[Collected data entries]
Content starts
PR #1538, opened 2024-03-08
Fix default value for --context-size in aishell.

csukuangfj:
The inconsistent default value of `--context-size` in aishell causes many troubles. This PR fixes that.

### DIFF
--- a/egs/aishell/ASR/pruned_transducer_stateless7_streaming/decode.py
+++ b/egs/aishell/ASR/pruned_transducer_stateless7_streaming/decode.py
@@ -250,7 +250,7 @@ def get_parser():
     parser.add_argument(
         "--context-size",
         type=int,
-        default=1,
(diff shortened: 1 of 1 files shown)


egs/aishell/ASR/pruned_transducer_stateless7_streaming/decode.py
```diff
@@ -250,7 +250,7 @@ def get_parser():
     parser.add_argument(
         "--context-size",
         type=int,
-        default=1,
+        default=2,
```
csukuangfj, line 253: See also
https://github.com/k2-fsa/icefall/blob/ae61bd4090ad3e8c981aa77cc4fc417d095962c4/egs/aishell/ASR/pruned_transducer_stateless7_streaming/train.py#L290-L295

PR #1541, opened 2024-03-11
Support different tts model types.

csukuangfj:
low (quality) -> runs faster. high (quality) -> runs slower

---

Need to test it before merging.

### DIFF
--- a/egs/ljspeech/TTS/vits/export-onnx.py
+++ b/egs/ljspeech/TTS/vits/export-onnx.py
@@ -76,7 +76,8 @@ def get_parser():
     parser.add_argument(
         "--model-type",
         type=str,
-        default="",
+        default="high",
+        choices=["low", "medium", "high"],
         help="""If not empty, valid values are: low, medium, high.
         It controls the model size. low -> runs faster.
         """,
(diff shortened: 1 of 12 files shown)


egs/ljspeech/TTS/vits/vits.py
```diff
@@ -38,6 +39,36 @@
     "hifigan_multi_scale_multi_period_discriminator": HiFiGANMultiScaleMultiPeriodDiscriminator,  # NOQA
 }
 
+LOW_CONFIG = {
```
csukuangfj, line 42: The config values are from
https://github.com/rhasspy/piper/blob/master/src/python/piper_train/__main__.py#L68

egs/ljspeech/TTS/vits/export-onnx.py
```diff
@@ -256,18 +263,6 @@ def main():
...
-    # Generate int8 quantization models
-    # See https://onnxruntime.ai/docs/performance/model-optimizations/quantization.html#data-type-selection
-
-    logging.info("Generate int8 quantization models")
-
-    model_filename_int8 = params.exp_dir / f"vits-{suffix}.int8.onnx"
-    quantize_dynamic(
-        model_input=model_filename,
-        model_output=model_filename_int8,
-        weight_type=QuantType.QUInt8,
```
csukuangfj, line 268: Quantizing using quint8 is very slow at run time, so we removed it.

PR #1556, opened 2024-03-18
allow export of onnx-streaming-models with other than 80dim input features

KarelVesely84:
- i could also add surfacing of `--feature-dim` into train.py, 
- and also feature extraction had to become configurable in [compute_fbank_librispeech.py](https://github.com/k2-fsa/icefall/blob/master/egs/librispeech/ASR/local/compute_fbank_librispeech.py) and [streaming_decode.py](https://github.com/k2-fsa/icefall/blob/master/egs/librispeech/ASR/zipformer/streaming_decode.py), if you are interested in having the recipe with configurable feature extraction...


csukuangfj:
Thanks! We can change other files if needed.
(The latest ./zipformer folder is more likely to be used than other folders, so it is fine to change only ./zipformer at present.)

csukuangfj (approved):

Issue #1553, opened 2024-03-16
zipformer-adapter streaming_forward without adapters.


kobenaxie:
All adapters are only used in `forward()`, but not in `streaming_forward`, please fix it.
https://github.com/k2-fsa/icefall/blob/2dfd5dbf8be72fce434445268e415bcdfa4b3028/egs/librispeech/ASR/zipformer_adapter/zipformer.py#L933

marcoyang1998:
Thanks for pointing it out. I will try to add the support for `streaming_forward` this week.

kobenaxie:
Hi @marcoyang1998 , another question, when finetuning `adapter` or `lora`, is there any difference between `optimizer with whole model parameters` and `optimizer with only adapter/lora module paramters` ?

marcoyang1998:
They should be equivalent as only the parameters in `lora` or `adapter` will have gradients, but the latter could be more efficient (not tested though) as it won't traverse all model parameters.

marcoyang1998:
Fixed in #1560

PR #1560, opened 2024-03-19
Fix adapter in streaming_forward

marcoyang1998:
Fix for #1553.

### DIFF
--- a/egs/librispeech/ASR/zipformer_adapter/export-onnx.py
+++ b/egs/librispeech/ASR/zipformer_adapter/export-onnx.py
@@ -27,11 +27,13 @@ popd
 
 2. Export the model to ONNX
 
-./zipformer/export-onnx.py \
+./zipformer_adapter/export-onnx.py \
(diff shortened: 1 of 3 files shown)


marcoyang1998:
To finetune a causal zipformer with adapter, just specify `--causal 1` when using `finetune.py`.

The trained model can be exported using the following command (you can adjust the chunk size and left context when exporting the model):
```bash
./zipformer_adapter/export.py \
    --exp-dir ./zipformer_adapter/exp_causal1_giga_finetune1_adapters1_adapter_dim16 \
    --epoch 4 \
    --avg 1 \
    --use-averaged-model 1 \
    --chunk-size 16 \
    --left-context-frames 128 \
    --causal 1 \
    --tokens icefall-asr-librispeech-streaming-zipformer-2023-05-17/data/lang_bpe_500/tokens.txt \
    --use-adapters 1 \
    --adapter-dim 16 \
    --jit 1
```

PR #1582, opened 2024-04-05
ASR SEAME Recipe

AmirHussein96:
This pull request is for the SEAME recipe and includes the following:

1. Standard Zipformer with RNNT loss
2. Zipformer with hybrid autoregressive transducer (HAT) loss
3. Proposed Zipformer with hybrid autoregressive transducer (HAT) with an auxiliary LID branch and blank sharing for synchronization between ASR and LID predictions.

### DIFF
--- a/egs/seame/ASR/local/cer.py
+++ b/egs/seame/ASR/local/cer.py
@@ -9,6 +9,7 @@ This file cer from icefall decoded "recogs" file:
 """
 
 import argparse
+
 import jiwer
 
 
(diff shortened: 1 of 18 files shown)


egs/librispeech/ASR/zipformer/export.py
JinZr, line 1: hi amir, thank you for your contribution!

but im wondering perhaps you want to use a separate `export.py` rather than applying modification to the one used by librispeech?

AmirHussein96: Since both are based on same zipformer architecture, I think they can use the same export, the difference is in the parameters. I could also create a separate one if needed.

JinZr:
A separate one would be better, otherwise backward compatibility might be
broken since you have also modified the default parameters of the export
script.

PR #1584, opened 2024-04-09
fix run.sh script in wenetspeech KWS

yh646492956:
Resolve the issue of finetune. py script parameter passing failure due to insufficient addition of \ in wenetspeech KWS run.sh


csukuangfj:
Thank you for your first-time contribution!

PR #1712, opened 2024-08-08
librispeech_decode : split `save_results()` -> `save_asr_output()` + `save_wer_results()`

KarelVesely84:
THE IDEA
- the idea is to support `--skip-scoring` argument passed to a decoding script
- created for Transducer decoding (non-streaming, streaming) and CTC decoding (non-streaming)

OTHER CHANGES
- also added `--label` for extra label in `streaming_decode.py`
- and also added `set_caching_enabled(True)`
   - this has no effect on librispeech, but it leads to faster runtime on DBs with long recordings (assuming `librispeech/zipformer` scripts are the example scripts for other setups)
- replaced some '-' with '_' and vice versa, to get more readable filenames with results

TESTING
- still need to run the code to make sure it works properly (it is meld-ed from other recipe)
- at this point, interested in getting early feedback from you...

Thank you.

### DIFF
--- a/egs/librispeech/ASR/zipformer/ctc_decode.py
+++ b/egs/librispeech/ASR/zipformer/ctc_decode.py
@@ -120,6 +120,7 @@ import sentencepiece as spm
 import torch
 import torch.nn as nn
 from asr_datamodule import LibriSpeechAsrDataModule
+from lhotse import set_caching_enabled
 from train import add_model_arguments, get_model, get_params
 
 from icefall.checkpoint import (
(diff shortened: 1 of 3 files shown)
Content ends
### What the task requires
Retype all of the data shown above, word for word.

### Expected answer
PR #1538, opened 2024-03-08
Fix default value for --context-size in aishell.

csukuangfj:
The inconsistent default value of `--context-size` in aishell causes many troubles. This PR fixes that.

### DIFF
--- a/egs/aishell/ASR/pruned_transducer_stateless7_streaming/decode.py
+++ b/egs/aishell/ASR/pruned_transducer_stateless7_streaming/decode.py
@@ -250,7 +250,7 @@ def get_parser():
     parser.add_argument(
         "--context-size",
         type=int,
-        default=1,
(diff shortened: 1 of 1 files shown)


egs/aishell/ASR/pruned_transducer_stateless7_streaming/decode.py
```diff
@@ -250,7 +250,7 @@ def get_parser():
     parser.add_argument(
         "--context-size",
         type=int,
-        default=1,
+        default=2,
```
csukuangfj, line 253: See also
https://github.com/k2-fsa/icefall/blob/ae61bd4090ad3e8c981aa77cc4fc417d095962c4/egs/aishell/ASR/pruned_transducer_stateless7_streaming/train.py#L290-L295

PR #1541, opened 2024-03-11
Support different tts model types.

csukuangfj:
low (quality) -> runs faster. high (quality) -> runs slower

---

Need to test it before merging.

### DIFF
--- a/egs/ljspeech/TTS/vits/export-onnx.py
+++ b/egs/ljspeech/TTS/vits/export-onnx.py
@@ -76,7 +76,8 @@ def get_parser():
     parser.add_argument(
         "--model-type",
         type=str,
-        default="",
+        default="high",
+        choices=["low", "medium", "high"],
         help="""If not empty, valid values are: low, medium, high.
         It controls the model size. low -> runs faster.
         """,
(diff shortened: 1 of 12 files shown)


egs/ljspeech/TTS/vits/vits.py
```diff
@@ -38,6 +39,36 @@
     "hifigan_multi_scale_multi_period_discriminator": HiFiGANMultiScaleMultiPeriodDiscriminator,  # NOQA
 }
 
+LOW_CONFIG = {
```
csukuangfj, line 42: The config values are from
https://github.com/rhasspy/piper/blob/master/src/python/piper_train/__main__.py#L68

egs/ljspeech/TTS/vits/export-onnx.py
```diff
@@ -256,18 +263,6 @@ def main():
...
-    # Generate int8 quantization models
-    # See https://onnxruntime.ai/docs/performance/model-optimizations/quantization.html#data-type-selection
-
-    logging.info("Generate int8 quantization models")
-
-    model_filename_int8 = params.exp_dir / f"vits-{suffix}.int8.onnx"
-    quantize_dynamic(
-        model_input=model_filename,
-        model_output=model_filename_int8,
-        weight_type=QuantType.QUInt8,
```
csukuangfj, line 268: Quantizing using quint8 is very slow at run time, so we removed it.

PR #1556, opened 2024-03-18
allow export of onnx-streaming-models with other than 80dim input features

KarelVesely84:
- i could also add surfacing of `--feature-dim` into train.py, 
- and also feature extraction had to become configurable in [compute_fbank_librispeech.py](https://github.com/k2-fsa/icefall/blob/master/egs/librispeech/ASR/local/compute_fbank_librispeech.py) and [streaming_decode.py](https://github.com/k2-fsa/icefall/blob/master/egs/librispeech/ASR/zipformer/streaming_decode.py), if you are interested in having the recipe with configurable feature extraction...


csukuangfj:
Thanks! We can change other files if needed.
(The latest ./zipformer folder is more likely to be used than other folders, so it is fine to change only ./zipformer at present.)

csukuangfj (approved):

Issue #1553, opened 2024-03-16
zipformer-adapter streaming_forward without adapters.


kobenaxie:
All adapters are only used in `forward()`, but not in `streaming_forward`, please fix it.
https://github.com/k2-fsa/icefall/blob/2dfd5dbf8be72fce434445268e415bcdfa4b3028/egs/librispeech/ASR/zipformer_adapter/zipformer.py#L933

marcoyang1998:
Thanks for pointing it out. I will try to add the support for `streaming_forward` this week.

kobenaxie:
Hi @marcoyang1998 , another question, when finetuning `adapter` or `lora`, is there any difference between `optimizer with whole model parameters` and `optimizer with only adapter/lora module paramters` ?

marcoyang1998:
They should be equivalent as only the parameters in `lora` or `adapter` will have gradients, but the latter could be more efficient (not tested though) as it won't traverse all model parameters.

marcoyang1998:
Fixed in #1560

PR #1560, opened 2024-03-19
Fix adapter in streaming_forward

marcoyang1998:
Fix for #1553.

### DIFF
--- a/egs/librispeech/ASR/zipformer_adapter/export-onnx.py
+++ b/egs/librispeech/ASR/zipformer_adapter/export-onnx.py
@@ -27,11 +27,13 @@ popd
 
 2. Export the model to ONNX
 
-./zipformer/export-onnx.py \
+./zipformer_adapter/export-onnx.py \
(diff shortened: 1 of 3 files shown)


marcoyang1998:
To finetune a causal zipformer with adapter, just specify `--causal 1` when using `finetune.py`.

The trained model can be exported using the following command (you can adjust the chunk size and left context when exporting the model):
```bash
./zipformer_adapter/export.py \
    --exp-dir ./zipformer_adapter/exp_causal1_giga_finetune1_adapters1_adapter_dim16 \
    --epoch 4 \
    --avg 1 \
    --use-averaged-model 1 \
    --chunk-size 16 \
    --left-context-frames 128 \
    --causal 1 \
    --tokens icefall-asr-librispeech-streaming-zipformer-2023-05-17/data/lang_bpe_500/tokens.txt \
    --use-adapters 1 \
    --adapter-dim 16 \
    --jit 1
```

PR #1582, opened 2024-04-05
ASR SEAME Recipe

AmirHussein96:
This pull request is for the SEAME recipe and includes the following:

1. Standard Zipformer with RNNT loss
2. Zipformer with hybrid autoregressive transducer (HAT) loss
3. Proposed Zipformer with hybrid autoregressive transducer (HAT) with an auxiliary LID branch and blank sharing for synchronization between ASR and LID predictions.

### DIFF
--- a/egs/seame/ASR/local/cer.py
+++ b/egs/seame/ASR/local/cer.py
@@ -9,6 +9,7 @@ This file cer from icefall decoded "recogs" file:
 """
 
 import argparse
+
 import jiwer
 
 
(diff shortened: 1 of 18 files shown)


egs/librispeech/ASR/zipformer/export.py
JinZr, line 1: hi amir, thank you for your contribution!

but im wondering perhaps you want to use a separate `export.py` rather than applying modification to the one used by librispeech?

AmirHussein96: Since both are based on same zipformer architecture, I think they can use the same export, the difference is in the parameters. I could also create a separate one if needed.

JinZr:
A separate one would be better, otherwise backward compatibility might be
broken since you have also modified the default parameters of the export
script.

PR #1584, opened 2024-04-09
fix run.sh script in wenetspeech KWS

yh646492956:
Resolve the issue of finetune. py script parameter passing failure due to insufficient addition of \ in wenetspeech KWS run.sh


csukuangfj:
Thank you for your first-time contribution!

PR #1712, opened 2024-08-08
librispeech_decode : split `save_results()` -> `save_asr_output()` + `save_wer_results()`

KarelVesely84:
THE IDEA
- the idea is to support `--skip-scoring` argument passed to a decoding script
- created for Transducer decoding (non-streaming, streaming) and CTC decoding (non-streaming)

OTHER CHANGES
- also added `--label` for extra label in `streaming_decode.py`
- and also added `set_caching_enabled(True)`
   - this has no effect on librispeech, but it leads to faster runtime on DBs with long recordings (assuming `librispeech/zipformer` scripts are the example scripts for other setups)
- replaced some '-' with '_' and vice versa, to get more readable filenames with results

TESTING
- still need to run the code to make sure it works properly (it is meld-ed from other recipe)
- at this point, interested in getting early feedback from you...

Thank you.

### DIFF
--- a/egs/librispeech/ASR/zipformer/ctc_decode.py
+++ b/egs/librispeech/ASR/zipformer/ctc_decode.py
@@ -120,6 +120,7 @@ import sentencepiece as spm
 import torch
 import torch.nn as nn
 from asr_datamodule import LibriSpeechAsrDataModule
+from lhotse import set_caching_enabled
 from train import add_model_arguments, get_model, get_params
 
 from icefall.checkpoint import (
(diff shortened: 1 of 3 files shown)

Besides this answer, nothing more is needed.